From what I understand, a balanced D&D party needs for archtypes: A melee fighter for dealing with other melee fighters, a rogue for detecting and removing traps and locks, a caster for dealing with enemy casters, and a healer to keep everyone standing.
A party limit of four really completely kills gameplay diversity in my mind. Are there any good multiclasses you can do with a level limit of 10 that can let a character handle two of those roles without crippling themselves at one of them?
I actually think the reduced party limit provides an interesting challenge for party diversification. For example, a bard can act as a healer and a caster, taking up two slots. Any character can be given a single class of rogue and function just fine as trap/lock utility. But the thing is, I haven't seen anything to indicate the conventional balanced party is completely a necessity.
So, you could do something like:
Paladin - Tank, support healer, buffer
Eldritch Knight Fighter - Melee with ranged magic damage
College of Lore Bard - Healer and magic control
1 Rogue / 9 Pact of the Blade Warlock - Traps/Locks, sneaky magic melee
Or, something like:
5 Four Elements Monk / 5 Dragon Sorcerer - High mobility melee damage with some magic ranged options
4 Pact of Vengeance Paladin / 6 Way of Shadows Monk - High mobility melee damage
6 Battle Master Fighter / 4 Assassin Rogue - Long range damage
1 Rogue / 9 Trickery Domain Cleric - Healing, support, traps/locks
That last option is a party I am planning as an all drow group assassin group.
So there are a wealth of options out there.
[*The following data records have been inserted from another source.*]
PR #673, opened 2026-01-20
CHACHA20_POLY1305 support

ilie-halip-nxp:
#### Description

Add support for `CHACHA20_POLY1305` AEAD mechanism. This piggybacks on the current AES-GCM code because in most cases they behave the same.

The IV length is hardcoded to 12, and the tag length to 16. Both these values are specified in PKCS#11.

#### Checklist

- [ ] Documentation updated

#### Reviewer's checklist:

### DIFF
--- a/tests/taead
+++ b/tests/taead
@@ -23,14 +23,19 @@ ALGORITHMS=(
     AES-128-GCM
     AES-192-GCM
     AES-256-GCM
-    CHACHA20-POLY1305
+    ChaCha20-Poly1305
 )
 
 title PARA "Test AEAD support"
 
 for alg in "${ALGORITHMS[@]}"; do
     echo "Checking algorithm $alg"
-    $CHECKER "${TESTBLDDIR}/taead" "$alg" "$KEY" "$IV" "$AAD" "$DATA"
+    if $OPENSSL list -cipher-algorithms -propquery "provider=pkcs11" 2>/dev/null | grep -q "$alg"; then
+        title PARA "Run AEAD test with $alg"
+        $CHECKER "${TESTBLDDIR}/taead" "$alg" "$KEY" "$IV" "$AAD" "$DATA"
+    else
+        title PARA "Skipping AEAD test with $alg"
+    fi
 done
 
 echo "PASSED"
--- a/tests/taead.c
+++ b/tests/taead.c
@@ -12,7 +12,7 @@
 #include <openssl/core_names.h>
 #include "util.h"
 
-#if SKEY_SUPPORT == 1
+#if defined(OSSL_FUNC_CIPHER_ENCRYPT_SKEY_INIT)
 
 #define MAX_DATA_LEN 1024
 
@@ -271,7 +271,7 @@ int main(int argc, char *argv[])
                 argv[0]);
         fprintf(stderr,
                 "    Algorithms: AES-128-GCM, AES-192-GCM, AES-256-GCM,\n"
-                "                CHACHA20-POLY1305\n");
+                "                ChaCha20-Poly1305\n");
         exit(EXIT_FAILURE);
     }
 


ilie-halip-nxp:
I think at least some of the failures are due to some ciphers not being built into openssl. I added a check for cipher availability, let's see how the tests look.

src/cipher.c
```diff
@@ -204,6 +204,10 @@ static int p11prov_aes_get_params(OSSL_PARAM params[], int size, int mode,
         ciph_mode = EVP_CIPH_GCM_MODE;
         flags |= MODE_flag_aead | MODE_flag_custom_iv;
         break;
+    case MODE_poly1305:
+        ciph_mode = EVP_CIPH_STREAM_CIPHER;
+        flags |= MODE_flag_aead | MODE_flag_custom_iv;
+        break;
```
simo5, line 228: please create a separate p11prov_chacha_get_params() function for chacha/poly

src/cipher.c
```diff
@@ -864,18 +926,34 @@ static int p11prov_cipher_update(void *ctx, unsigned char *out, size_t *outl,
...
+                        cctx->mech.pParameter;
+                explicitivlen = 0;
+                taglen = EVP_CHACHAPOLY_TLS_TAG_LEN;
+
+                /* RFC7905: XOR the IV with the sequence number, which is
+                 * encoded in the AAD. This is only needed for TLS1.2, because
+                 * OpenSSL already does this for TLS1.3. */
+                for (size_t i = 0; i < 8; i++)
+                    chacha->pNonce[i + 4] ^= cctx->aad[i];
+            }
```
simo5, line 1072: This function is growing quite a bit, it may make sense to create some helper functions to isolate some of this code in smaller chuncks

src/cipher.c
```diff
@@ -1012,7 +1132,8 @@ static int p11prov_aes_get_ctx_params(void *ctx, OSSL_PARAM params[])
 
     if (cctx->mech.mechanism == CKM_AES_ECB) {
         ivsize = 0;
-    } else if (cctx->mech.mechanism == CKM_AES_GCM) {
+    } else if (cctx->mech.mechanism == CKM_AES_GCM
+               || cctx->mech.mechanism == CKM_CHACHA20_POLY1305) {
```
simo5: As above plese separate to a chacha specig get_ctx_params function.

You can create a common_get_ctx_params helper function for handling common parameters if necessary.

src/cipher.c
```diff
@@ -1497,4 +1642,46 @@ DISPATCH_TABLE_CIPHER_FN(aes, 128, gcm, CKM_AES_GCM);
...
+static void *p11prov_chacha20_dupctx(void *ctx)
+{
+    return NULL;
+}
+
+static int p11prov_chacha20_cipher(void *ctx, unsigned char *out, size_t *outl,
+                                   size_t outsize, const unsigned char *in,
+                                   size_t inl)
+{
+    return p11prov_aes_cipher(ctx, out, outl, outsize, in, inl);
```
simo5: if these are common functions rename them ad p11prov_common_<whatever>() and use them directly from both function tables

simo5: use defines to redefine the common functions if you want to keep using DISPATCH_TABLE_CIPHER_FN or just unroll defining the tables and remove that macro

simo5: that is:

#define p11prov_aes_cipher p11prov_common_cipher
#define p11prov_chacha20_cipher p11prov_common_cipher

static int p11prov_common_cipher(...) { .. }

simo5 (changes requested):
Mostly just code organization issues, I will take another pass once the two ciphers are better separated

src/cipher.c
```diff
@@ -1116,27 +1163,110 @@ static int p11prov_cipher_final(void *ctx, unsigned char *out, size_t *outl,
...
-    OSSL_PARAM *p;
-    int ret;
+    size_t ivsize = 16; /* 128 bits for most modes */
 
     if (cctx->mech.mechanism == CKM_AES_ECB) {
         ivsize = 0;
-    } else if (cctx->mech.mechanism == CKM_AES_GCM
-               || cctx->mech.mechanism == CKM_CHACHA20_POLY1305) {
+    } else if (cctx->mech.mechanism == CKM_AES_GCM) {
         ivsize = 12;
```
simo5: Storing `ivsize` in `struct p11prov_cipher_ctx` (initialized in the init function based on the mechanism) would avoid the need to have separate aes and chacha20 functions, and you could just have them defined as aliases of `p11prov_common_get_ctx_params()` like done elsewhere.

ilie-halip-nxp: How about a few defines such as `IVSIZE_mode` (where mode could be ctr, ecb, gcm, ....), and slightly modify the big macro in cipher.so like so:
```diff
     static int p11prov_##cipher##size##mode##_get_params(OSSL_PARAM params[]) \
     { \
-        return p11prov_##cipher##_get_params(params, size, MODE_##mode, \
+        return p11prov_##cipher##_get_params(params, size, IVSIZE_##mode, MODE_##mode, \
                                              mechanism); \
     } \
```

I think this looks better than having another (large) switch/case.

On an unrelated note, I found another issue - the AEAD tests aren't actually running anything. `SKEY_SUPPORT` is not defined for the test sources, so all the code is compiled away. I guess I rushed to fix the test failures and didn't notice it back then. Sorry about that, I'll get that fixed too.

simo5: IVSIZE_##mode sounds like a reasonable alternative.

You can fix the AEAD test stuff in a separate PR if you prefer to separate these concerns.

src/cipher.c
```diff
@@ -343,12 +372,17 @@ static int set_iv(struct p11prov_cipher_ctx *ctx, const unsigned char *iv,
...
 static CK_RV p11prov_cipher_prep_gcm(CK_MECHANISM_PTR mech,
-                                     const unsigned char *iv, size_t ivlen,
-                                     const OSSL_PARAM params[])
+                                     const unsigned char *iv, size_t ivlen)
 {
+    if (!mech) {
+        return CKR_ARGUMENTS_BAD;
+    }
+
+    if (!ivlen && ivlen > EVP_MAX_IV_LENGTH) {
```
simo5: This is hard to parse, is this trying to ensure (ivlen != 0) ? if that is the case please explicitly write it that way, we use !var basically only for pointers.

src/cipher.c
```diff
@@ -382,6 +418,52 @@ static CK_RV p11prov_cipher_prep_gcm(CK_MECHANISM_PTR mech,
...
+        mech->pParameter = OPENSSL_zalloc(mech->ulParameterLen);
+        if (!mech->pParameter) {
+            return CKR_HOST_MEMORY;
+        }
+    }
+
+    CK_SALSA20_CHACHA20_POLY1305_MSG_PARAMS_PTR chacha =
+        (CK_SALSA20_CHACHA20_POLY1305_MSG_PARAMS_PTR)mech->pParameter;
+
+    if (iv && ivlen) {
```
simo5: `&& ivlen != 0` please

src/cipher.c
simo5: Note that Covscan also mark this as dead code because I this translates to:
`if (ivlen == 0 && ivlen > EVP_MAX_IV_LENGHT)`
which is an impossible condition.

PR #3281, opened 2019-01-28
Change appendenvpath default

dmoody256:
Potential solution for https://github.com/SCons/scons/issues/3276

Change the default to not touch the path.

## Contributor Checklist:

### DIFF
--- a/src/CHANGES.txt
+++ b/src/CHANGES.txt
@@ -11,6 +11,10 @@ RELEASE  VERSION/DATE TO BE FILLED IN LATER
 
     - Whatever John Doe did.
 
+  From Daniel Moody:
+    - Change the default for AppendENVPath to delete_existing=0, so path
+      order will not be changed, unless explicitly set (Issue #3276)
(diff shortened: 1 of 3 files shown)


mwichmann:
Looks like there's a test that depends on the old default behavior.

dmoody256:
I checked the related documentation in the man page, and it looks like its correct already, so that means the code before this PR was not in line with the documentation.

bdbaddog:
I thought the docs didn't specify the default for delete_.. parameter?

dmoody256:
> I thought the docs didn't specify the default for delete_.. parameter?

They don't say an explicit default value, but they do describe the default behavior as:
> _This will only add any particular path once (leaving the last one it encounters and ignoring the rest, to preserve path order)_

bdbaddog:
So this is ready to merge right?
mingw failure expected at this point?

dmoody256:
Yeah, this ones good to go

PR #3326, opened 2019-03-07
Add /nologo flag to RCFLAGS

maciek-codes:
Add /nologo parameter to RCFLAGS to avoid the banner during resource compilation.

## Contributor Checklist:


bdbaddog:
Is this a preference or does the rc compiler fail if you don't specify?

maciek-codes:
The RC compiler doesn't fail. It just shows a banner each time it's invoked
and spams the output. We set /nologo by default in the CCFLAGS so I assumed
this was just missed and should be a default too.

bdbaddog:
That seems reasonable as we have /nologo for almost all the other MS build tools.
Please add a blurb to src/CHANGES.txt

Then we should be able to merge.

bdbaddog:
Merged. Thanks!

Issue #2811, opened 2018-01-02
Dependency order problem, rebuilds due to incorrect implicit dependencies


bdbaddog:
This issue was originally created at: 2012-01-10 10:19:23.
This issue was reported by: `dirkbaechle`.

> dirkbaechle said at 2012-01-10 10:19:23

Hi there,
 
as discussed at some length in http://scons.tigris.org/ds/viewMessage.do?dsForumId=1268&dsMessageId=2855320, SCons starts rebuilds on a second call, when obviously nothing has changed.
> 
>I started to debug this problem, with gem5 ( www.gem5.org ) as example, and it is connected to the way we scan (don't scan) for implicit dependencies. I am able to reproduce the "2nd build" on my Ubuntu 11.04 box, by repeatedly calling:
```console
rm -f build/sconsign.dblite
scons build/ALPHA_SE/python/m5/internal/param_NetworkTest.i
scons build/ALPHA_SE/python/m5/internal/param_NetworkTest.i
```

Note that on an initial build, or after the "rm -f sconsign.dblite", no signature infos are available at all.
 
So, when the Taskmaster tries to find the next "ready" node it uses `get_implicit_deps()` to find all children for the node in question. But no children are returned, because `current_check()` (`SCons/Scanner/__init__.py:318`) checks whether the node is "up_to_date". No signature info means that the node has changed, and then `__call__()` (`SCons/Scanner/__init__.py:210`) returns the emtpy list:
```py
        if self.scan_check and not self.scan_check(node, env):
            return []
```
 
Stack trace for this is:
 
```
MainThread - pid30609_seq1
    changed [__init__.py:1066]
    is_up_to_date [FS.py:3028]
    current_check [__init__.py:318]
    __call__ [__init__.py:210]
    get_found_includes [FS.py:2681]
    get_implicit_deps [__init__.py:555]
    scan [Executor.py:482]
    scan_sources [Executor.py:451]
    scan [__init__.py:648]
    children [__init__.py:999]
    get_all_children [Executor.py:261]
    _find_next_ready_node [Taskmaster.py:786]
    next_task [Taskmaster.py:918]
    start [Job.py:193]
    run [Job.py:111]
    _build_targets [Main.py:1264]
    _main [Main.py:1070]
    _exec_main [Main.py:1306]
    main [Main.py:1342]
    <module> [Main.py:1402]
    run [pydevd.py:916]
    <module> [pydevd.py:1145] 
```
[...]

PR #3340, opened 2019-04-02
Fix issue #2811 spurious rebuilds due to incorrect waiting_parents on nodes when builder has more than one target and source file generated

bdbaddog:
Fix Issue #2811 

Reproducing this issue requires the following.
1. Generated source file which outputs 2 (or more) files
2. Action string gets scanned providing only compiler as part of implicit scan
3. Generated file gets built. Without the bugfix only the first target's .implicit list is cleared.
4. builder/executor/action gets tried again and implicits scanned. 2nd to Nth targets end up 
   with the compiler at the beginning of the implicit list and the rest of the scanned files added to that list.
5. That bimplicit gets saved into sconsign
6. Second run loads sconsign, now with generated file present a regular implicit scan occurs. This yields 2nd through
   Nth target's implicit lists changing when compared to SConsign's which have been loaded.
7. This forces rebuild of source file and this propagates to massive recompile
## Contributor Checklist:

### DIFF
--- a/src/engine/SCons/Node/__init__.py
+++ b/src/engine/SCons/Node/__init__.py
@@ -103,9 +103,9 @@ implicit_deps_changed = 0
 
 # A variable that can be set to an interface-specific function be called
 # to annotate a Node with information about its creation.
-def do_nothing(node): pass
+def do_nothing_node(node): pass
 
-Annotate = do_nothing
+Annotate = do_nothing_node
 
 # Gets set to 'True' if we're running in interactive mode. Is
 # currently used to release parts of a target's info during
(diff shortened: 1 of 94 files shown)


src/engine/SCons/Node/__init__.py
```diff
@@ -784,6 +785,25 @@ def built(self):
         for parent in self.waiting_parents:
             parent.implicit = None
 
+            # Handle issue where builder emits more than one target and
```
garyo, line 788: This looks fine to me. I guess my only question would be why aren't the other targets already in waiting_parents so they get cleared above? (Just curious)

bdbaddog: It's a combination of the first target hit by the taskmaster walk and the fact that the N targets aren't linked.  I'm going to continue looking at this, but this fix resolves a long standing issue so accepting the good enough, and then will continue working on the maybe better solution.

No need to box oneself in by going for the most balanced party build. In my first playthrough of BG1 my part was Fighter Bhaalspawn, Imoen, Kivan, Yeslick, Viconia, Branwen. A fighter, a thief, a ranger, a fighter/cleric, and 2 clerics, and not a wizard among the lot of them. Worked out just fine. I am confident BG3 will be designed in such a way that you can get through with aberrant builds.